- WORK ITEM:
Give again, word for word, every line below from the one that has "used in authn-gcp" through the one that has "- [X] This PR", both included, and no others.

(Records contained in a dataset)
________________________
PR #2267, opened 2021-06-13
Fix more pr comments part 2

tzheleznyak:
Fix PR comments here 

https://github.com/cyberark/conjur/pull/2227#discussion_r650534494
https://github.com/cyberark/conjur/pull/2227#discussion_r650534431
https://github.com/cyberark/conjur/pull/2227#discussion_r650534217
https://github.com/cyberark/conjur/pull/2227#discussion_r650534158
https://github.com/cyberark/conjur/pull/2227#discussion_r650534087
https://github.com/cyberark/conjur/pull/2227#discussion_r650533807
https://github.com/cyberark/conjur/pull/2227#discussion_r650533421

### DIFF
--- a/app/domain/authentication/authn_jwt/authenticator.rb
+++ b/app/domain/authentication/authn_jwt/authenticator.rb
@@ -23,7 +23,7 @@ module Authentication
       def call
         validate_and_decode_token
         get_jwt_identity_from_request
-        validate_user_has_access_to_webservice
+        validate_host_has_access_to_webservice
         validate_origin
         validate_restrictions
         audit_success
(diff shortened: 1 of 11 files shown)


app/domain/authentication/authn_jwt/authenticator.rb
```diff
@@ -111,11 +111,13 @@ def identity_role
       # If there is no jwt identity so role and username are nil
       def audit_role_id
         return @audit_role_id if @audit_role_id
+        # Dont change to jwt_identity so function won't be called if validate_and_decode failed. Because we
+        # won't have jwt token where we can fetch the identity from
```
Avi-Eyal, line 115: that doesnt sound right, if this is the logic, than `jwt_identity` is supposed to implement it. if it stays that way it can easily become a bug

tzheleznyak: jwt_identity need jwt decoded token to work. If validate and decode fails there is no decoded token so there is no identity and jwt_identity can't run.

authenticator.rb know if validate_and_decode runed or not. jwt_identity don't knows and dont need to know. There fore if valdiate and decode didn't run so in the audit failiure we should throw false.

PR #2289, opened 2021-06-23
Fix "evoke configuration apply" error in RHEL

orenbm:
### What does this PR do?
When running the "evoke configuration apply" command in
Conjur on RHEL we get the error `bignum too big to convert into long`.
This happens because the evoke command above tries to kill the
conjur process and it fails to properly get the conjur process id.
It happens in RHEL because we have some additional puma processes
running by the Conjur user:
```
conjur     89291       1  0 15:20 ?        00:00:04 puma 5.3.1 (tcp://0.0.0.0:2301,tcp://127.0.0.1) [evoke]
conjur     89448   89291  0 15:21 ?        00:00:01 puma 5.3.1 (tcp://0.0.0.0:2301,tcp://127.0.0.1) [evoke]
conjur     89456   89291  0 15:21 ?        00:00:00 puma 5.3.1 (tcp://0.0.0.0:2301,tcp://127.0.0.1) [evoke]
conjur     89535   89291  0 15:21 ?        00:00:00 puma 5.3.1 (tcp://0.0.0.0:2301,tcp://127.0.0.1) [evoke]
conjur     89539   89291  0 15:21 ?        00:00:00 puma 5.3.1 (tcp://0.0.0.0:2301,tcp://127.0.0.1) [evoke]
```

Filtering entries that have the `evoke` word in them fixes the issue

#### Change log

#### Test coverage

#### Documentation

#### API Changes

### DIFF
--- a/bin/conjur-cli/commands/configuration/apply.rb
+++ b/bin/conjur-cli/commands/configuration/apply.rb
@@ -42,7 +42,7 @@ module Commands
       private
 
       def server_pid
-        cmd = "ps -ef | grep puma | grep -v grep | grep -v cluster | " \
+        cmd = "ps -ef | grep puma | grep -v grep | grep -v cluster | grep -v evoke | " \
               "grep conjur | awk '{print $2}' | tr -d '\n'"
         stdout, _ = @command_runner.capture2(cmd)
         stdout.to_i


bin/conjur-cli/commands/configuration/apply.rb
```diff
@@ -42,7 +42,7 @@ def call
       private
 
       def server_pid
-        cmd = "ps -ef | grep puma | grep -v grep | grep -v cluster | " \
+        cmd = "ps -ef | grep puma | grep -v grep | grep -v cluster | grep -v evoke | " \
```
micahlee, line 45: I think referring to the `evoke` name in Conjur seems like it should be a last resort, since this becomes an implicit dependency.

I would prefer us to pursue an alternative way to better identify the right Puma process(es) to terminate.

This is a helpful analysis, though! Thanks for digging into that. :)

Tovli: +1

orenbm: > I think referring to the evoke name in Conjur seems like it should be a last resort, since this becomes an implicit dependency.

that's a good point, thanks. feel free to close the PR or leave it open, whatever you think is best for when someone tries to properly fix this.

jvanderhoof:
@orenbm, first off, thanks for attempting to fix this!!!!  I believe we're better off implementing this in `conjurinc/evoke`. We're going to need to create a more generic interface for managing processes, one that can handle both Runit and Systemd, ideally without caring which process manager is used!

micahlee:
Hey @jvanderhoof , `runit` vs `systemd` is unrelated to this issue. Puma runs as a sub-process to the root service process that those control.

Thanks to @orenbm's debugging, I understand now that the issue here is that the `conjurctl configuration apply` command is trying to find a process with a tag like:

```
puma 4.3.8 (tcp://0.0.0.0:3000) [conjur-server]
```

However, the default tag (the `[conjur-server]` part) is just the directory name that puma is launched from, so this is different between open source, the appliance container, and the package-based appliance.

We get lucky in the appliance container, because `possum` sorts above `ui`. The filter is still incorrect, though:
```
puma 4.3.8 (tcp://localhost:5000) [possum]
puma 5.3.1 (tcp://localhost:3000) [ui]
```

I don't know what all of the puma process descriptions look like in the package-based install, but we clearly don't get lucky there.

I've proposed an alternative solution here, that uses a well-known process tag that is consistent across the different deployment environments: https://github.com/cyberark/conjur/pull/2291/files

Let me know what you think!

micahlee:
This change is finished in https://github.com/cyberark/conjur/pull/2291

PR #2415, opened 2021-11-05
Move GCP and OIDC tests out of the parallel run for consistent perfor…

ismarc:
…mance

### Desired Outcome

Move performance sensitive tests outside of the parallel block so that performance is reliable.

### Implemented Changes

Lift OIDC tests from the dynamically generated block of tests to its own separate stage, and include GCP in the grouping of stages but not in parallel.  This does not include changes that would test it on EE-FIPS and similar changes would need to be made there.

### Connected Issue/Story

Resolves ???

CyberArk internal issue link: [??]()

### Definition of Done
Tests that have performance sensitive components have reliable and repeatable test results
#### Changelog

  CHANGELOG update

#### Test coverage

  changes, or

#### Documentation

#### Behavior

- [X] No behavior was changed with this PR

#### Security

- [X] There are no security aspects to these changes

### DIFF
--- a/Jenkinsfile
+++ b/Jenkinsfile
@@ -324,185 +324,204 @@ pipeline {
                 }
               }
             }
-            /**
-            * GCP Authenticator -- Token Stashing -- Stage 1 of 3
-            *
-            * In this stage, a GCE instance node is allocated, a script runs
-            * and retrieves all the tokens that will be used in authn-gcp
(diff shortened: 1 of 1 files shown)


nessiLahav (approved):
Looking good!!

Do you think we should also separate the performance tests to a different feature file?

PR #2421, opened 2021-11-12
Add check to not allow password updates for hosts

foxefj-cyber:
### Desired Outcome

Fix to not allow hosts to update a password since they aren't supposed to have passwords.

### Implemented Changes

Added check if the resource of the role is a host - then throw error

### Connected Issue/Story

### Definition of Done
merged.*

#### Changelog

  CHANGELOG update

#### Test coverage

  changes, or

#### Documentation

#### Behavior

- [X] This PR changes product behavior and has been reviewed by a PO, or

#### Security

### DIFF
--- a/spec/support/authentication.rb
________________________
- WRITTEN SOLUTION:
-            * and retrieves all the tokens that will be used in authn-gcp
(diff shortened: 1 of 1 files shown)


nessiLahav (approved):
Looking good!!

Do you think we should also separate the performance tests to a different feature file?

PR #2421, opened 2021-11-12
Add check to not allow password updates for hosts

foxefj-cyber:
### Desired Outcome

Fix to not allow hosts to update a password since they aren't supposed to have passwords.

### Implemented Changes

Added check if the resource of the role is a host - then throw error

### Connected Issue/Story

### Definition of Done
merged.*

#### Changelog

  CHANGELOG update

#### Test coverage

  changes, or

#### Documentation

#### Behavior

- [X] This PR changes product behavior and has been reviewed by a PO, or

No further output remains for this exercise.